== Work instruction ==
Exactly as written, copy the lines of the data below from the first through the one containing "### LINKED ISSUE".

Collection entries
━━━━━━━━━━━━━━━━━━━━━━━━━━━━━━

PR #2566, opened 2022-11-20
Update-M365DSCAzureAdApplication with AppOwnerTenantID Filter

### LINKED ISSUE #2565: Update-M365DSCAzureAdApplication could grant permissions to non-MS service application
Update-M365DSCAzureAdApplication is used to update a dedicated application with service endpoint permissions - Microsoft Graph, Office 365 SharePoint Online and/or Office 365 Exchange Online - retrieved via Get-AzADServicePrincipal, filtering the result set based on displayName.  Since displayName is a non-unique value in Azure, this opens the possibility of retrieving multiple entries for a single name and does not guarantee the servicePrincipal is the actual Microsoft service,e.g.
```
$gsp = Get-AzADServicePrincipal -Filter "displayName eq 'Microsoft Graph'"
$gsp.Count
3
$gsp

DisplayName     Id                                   AppId
-----------     --                                   -----
Microsoft Graph b19d498e-6687-4156-869a-2e8a95a9d659 00000003-0000-0000-c000-000000000000
Microsoft Graph ad92c665-9f52-4566-9b96-470bbcd40392 bdfa89eb-5d89-45f9-9a46-fcb772f808b9
Microsoft Graph 5bbe29f8-4ed6-48b9-a300-babff8fc21b6 fc381d29-52ab-4e40-a70d-aa2c356927a7
```
1. Filter the query rather than the result set - an unbound query could take significant time in a large organization
2. Validate the returned value based on AppOwnerTenantId 1st party tenant
e.g.
 ```$gsp = Get-AzADServicePrincipal -Filter "displayName eq 'Microsoft Graph'" | Where-Object -FilterScript {$_.AppOwnerTenantId-eq 'f8cdef31-a31e-4b4a-93e4-5f571e91255a'}'"```
```powershell
# insert configuration here
```

andikrueger:
Added addtional filter for AppOwernTenantId in Update-M365DSCAzureAdApplication

- Fixes #2565

### DIFF
--- a/Modules/Microsoft365DSC/Modules/M365DSCPermissions.psm1
+++ b/Modules/Microsoft365DSC/Modules/M365DSCPermissions.psm1
@@ -60,7 +60,7 @@ function Get-M365DSCCompiledPermissionList
         }
         'Exchange'
         {
-            Write-Verbose -Message "Retrieving Exchange Permissions"
+            Write-Verbose -Message 'Retrieving Exchange Permissions'
             $results = @{
                 RequiredRoles      = @()
                 RequiredRoleGroups = @()
@@ -169,7 +169,7 @@ function Get-M365DSCCompiledPermissionList
                     }
                     else
                     {
-                        Write-Warning "Error in reading Exchange permissions. Missing exchange node in settings.json."
+                        Write-Warning 'Error in reading Exchange permissions. Missing exchange node in settings.json.'
                         continue
                     }
                 }
@@ -269,24 +269,24 @@ function Update-M365DSCAllowedGraphScopes
     {
         Write-Verbose -Message 'All parameter specified'
         $dscResourcesRoot = Join-Path -Path $PSScriptRoot -ChildPath '..\DSCResources'
-        $resourceNames = (Get-ChildItem -Path $dscResourcesRoot -Directory).Name -replace "MSFT_", ''
+        $resourceNames = (Get-ChildItem -Path $dscResourcesRoot -Directory).Name -replace 'MSFT_', ''
         $permissions = Get-M365DSCCompiledPermissionList -ResourceNameList $resourceNames -Source 'Graph' -PermissionsType 'Delegated'
     }
     else
     {
         if ($PSBoundParameters.ContainsKey('ResourceNameList') -eq $false)
         {
-            throw "You have to specify either the All or ResourceNameList parameter!"
+            throw 'You have to specify either the All or ResourceNameList parameter!'
         }
 
-        Write-Verbose -Message "Specified resources: $($ResourceNameList -join ", ")"
+        Write-Verbose -Message "Specified resources: $($ResourceNameList -join ', ')"
         $permissions = Get-M365DSCCompiledPermissionList -ResourceNameList $ResourceNameList -Source 'Graph' -PermissionsType 'Delegated'
     }
 
     if ($Type -eq 'Read')
     {
         Write-Verbose -Message 'Specified type: Read'
-        Write-Verbose -Message "Found permissions: $($permissions.ReadPermissions -join ", ")"
+        Write-Verbose -Message "Found permissions: $($permissions.ReadPermissions -join ', ')"
         $params = @{
             Scopes = $permissions.ReadPermissions
         }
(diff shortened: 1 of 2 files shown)


Modules/Microsoft365DSC/Modules/M365DSCPermissions.psm1
```diff
@@ -1273,12 +1273,12 @@ function Update-M365DSCAzureAdApplication
         $context = Get-AzContext
     }
 
-    $graphSvcprincipal = Get-AzADServicePrincipal | Where-Object -FilterScript { $_.DisplayName -eq "Microsoft Graph" }
-    $spSvcprincipal = Get-AzADServicePrincipal | Where-Object -FilterScript { $_.DisplayName -eq "Office 365 SharePoint Online" }
-    $exSvcprincipal = Get-AzADServicePrincipal | Where-Object -FilterScript { $_.DisplayName -eq "Office 365 Exchange Online" }
+    $graphSvcprincipal = Get-AzADServicePrincipal | Where-Object -FilterScript { $_.DisplayName -eq 'Microsoft Graph' -and $_.AppOwnerTenantId -eq 'f8cdef31-a31e-4b4a-93e4-5f571e91255a' }
```
NikCharlebois, line 1276: Why are we doing this, and also, it looks like the property is appOwnerOrganizationId and not appOwnerTenantId
image
Will this owner id be the same in foreign clouds?

andikrueger: Good point. 

The display name is not unique across all tenants. At the moment, any other application with the same name could be the first and we would try to add permissions to this app. 

Do you have any insight on other clouds, if the IDs are the same?

NikCharlebois: Not at the moment. I'll need to ask around and investigate

mlhickey: Get-AzureADServicePrincipal -> appOwnerTenantId
Get-AzADServicePrincipal/Get-MgServicePrincipal -> AppOwnerOrganizationId

f8cdef31-a31e-4b4a-93e4-5f571e91255a is the 1st party tenant for commercial and usgov, can't speak to other dedicated clouds.

andikrueger: …what a mess. I’ll look into moving to MG methods tomorrow. Maybe there is another criteria available to make sure the apps are published by Microsoft.

mlhickey: Agreed.  For me it's always been primary of tenantId, secondary of 
```
publisherName eq 'Microsoft Services'
```

andikrueger: Publisher Name sound promising. Maybe we could verify it in two steps. Plain get with the id and id there are more than one, we would start to filter and add some verbose/warning messages.

mlhickey: Sounds good.  For the sake of efficiency, I'd provide the displayname as part of the query rather than filter on the complete results set - the difference in query time can be significant when there are a large number of SPs in the tenant.

andikrueger: Just had another thought: How does PnP PowerShell do it?

This is the answer: https://github.com/pnp/powershell/blob/ed883559841bb89e8bb08515d0fdfed4f69faf17/src/Commands/Model/PermissionScopes.cs#L11-L13

```c#
        public static string ResourceAppId_Graph = "00000003-0000-0000-c000-000000000000";
        public static string ResourceAppId_SPO = "00000003-0000-0ff1-ce00-000000000000";
        public static string ResourceAppID_O365Management = "c5393580-f805-4401-95e8-94b7a6ef2fc2";
```

Maybe we can go with fixed IDs within our code as well and just warn, if we do not find a thing. As soon as we do not find any app, we could switch back to the old "query".

mlhickey: I was thinking about that as well, create a table of well-known GUIDs and call it a day.

NikCharlebois: That works

andikrueger: Will update accordingly.

andikrueger:
Will create a new PR to add the points that were discussed above.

━━━━━━━━━━━━━━━━━━━━━━━━━━━━━━

== Solution to this task ==
PR #2566, opened 2022-11-20
Update-M365DSCAzureAdApplication with AppOwnerTenantID Filter

### LINKED ISSUE #2565: Update-M365DSCAzureAdApplication could grant permissions to non-MS service application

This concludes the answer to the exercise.